In slit-less or wide-slit mode, stepping along the dispersion would allow independent solutions for spectrum and flat-field, but at a cost of lower spectral resolution. This technique is not likely to be useful unless the constituent spectra have a good S/N ratio (perhaps 10 or better), so that the shifts between spectra can be accurately determined. A variation on this technique involves using one of the available-but-unsupported contingent of "fpsplit" slits. These slits are designed to allow the wavelength projection of the spectrum on the detector to be shifted such that the fixed-pattern noise in the flat-field and the spectral flux distribution of the target can be computed simultaneously using techniques that have been successfully applied to data taken with GHRS. Note that this approach, too, is likely to work well only if the constituent spectra have a good S/N ratio. The performance of the "fpsplit" slits, the techniques for using them, and the ability to execute a shift in wavelength only, have yet to be evaluated. In the echelle modes Doppler smoothing will generally provide for increased S/N, thus lowering the need for fpsplits.
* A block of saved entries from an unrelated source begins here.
PR #1127, opened 2018-01-03
Remove logic around which address is used for OMIS orders

teneightfive:
We are not actually using the company's trading address by default
so we can remove the logic that surrounds this within the work
order and billing details.

### DIFF
--- a/src/apps/omis/apps/view/views/work-order.njk
+++ b/src/apps/omis/apps/view/views/work-order.njk
@@ -217,25 +217,14 @@
     company.registered_address_country.name
   ] | removeNilAndEmpty %}
 
-  {% set tradingAddress = [
-    company.trading_address_1,
-    company.trading_address_2,
-    company.trading_address_town,
-    company.trading_address_county,
-    company.trading_address_postcode,
-    company.trading_address_country.name
-  ] | removeNilAndEmpty %}
-
-  {% set companyAddress = tradingAddress if tradingAddress|length else registeredAddress %}
-
   {% set addressValue %}
     {% if billingAddress | length %}
       {{ billingAddress | join(', ') }}
     {% else %}
-      <p>{{ companyAddress | join(', ') }}</p>
+      <p>{{ registeredAddress | join(', ') }}</p>
 
       {% call Message({ type: 'muted' }) %}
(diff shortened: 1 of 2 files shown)


src/apps/omis/apps/view/views/work-order.njk
```diff
@@ -217,25 +217,14 @@
...
-  ] | removeNilAndEmpty %}
-
-  {% set companyAddress = tradingAddress if tradingAddress|length else registeredAddress %}
-
   {% set addressValue %}
     {% if billingAddress | length %}
       {{ billingAddress | join(', ') }}
     {% else %}
-      <p>{{ companyAddress | join(', ') }}</p>
+      <p>{{ registeredAddress | join(', ') }}</p>
```
ztolley: Don't we have a formatter for this yet? Using this method will lead to the appearance of double commas, though feel free to tell me that is outside the scope of the fix.

src/apps/omis/apps/view/views/work-order.njk
```diff
@@ -217,25 +217,14 @@
...
 
       {% call Message({ type: 'muted' }) %}
-        The company's {{ 'trading' if tradingAddress|length else 'registered' }} address is currently being used for the invoice.
+        The company’s registered address is currently being used for the invoice.
```
ztolley: it that comma consistent with all the other commas? :)

src/apps/omis/apps/view/views/work-order.njk
teneightfive: It won't in this case. The `registeredAddress` uses the `removeNilAndEmpty` filter which removes empty values. The join method will then also not apply a comma to the last item so you won't get any strange commas.

src/apps/omis/apps/view/views/work-order.njk
teneightfive: We should be using the apostrophe in text where we can. When I spot a single quote now I try and replace them in context of a similar change.

There is a [good article](https://webdesignledger.com/common-typography-mistakes-apostrophes-versus-quotation-marks/) I sent to @feedmypixel when this cropped up in a previous PR. Worth a read to understand the difference.

ztolley: yeah apostrophe, sorry. late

In many configurations the current predicted spectral line FWHM is less than two detector pixels. The realized in-flight line spread functions will depend on the thermal properties of STIS, which have yet to be evaluated, and the final in-orbit alignment. If the realized LSFs are found to be under-sampled, a special program in Cycle 7 will be initiated to determine the optimal observing strategy for those programs which require critical sampling. Possible solutions include stepping the target in the dispersion in a wide slit or slit-less aperture to subsample the LSF by displacing the spectrum. This technique can also be used to increase the S/N ratio. Note that in employing this strategy one will have to trade off the benefits of the sampling with the negative impact of increased wings in the LSF when using a wide slit, particularly for MAMA observations. Note that the use of ``high-res" (default) for MAMA observations may provide 15-30\% better sampling, but flat-field variability may make it difficult to realize the benefit, particularly if high S/N ratio spectra are needed.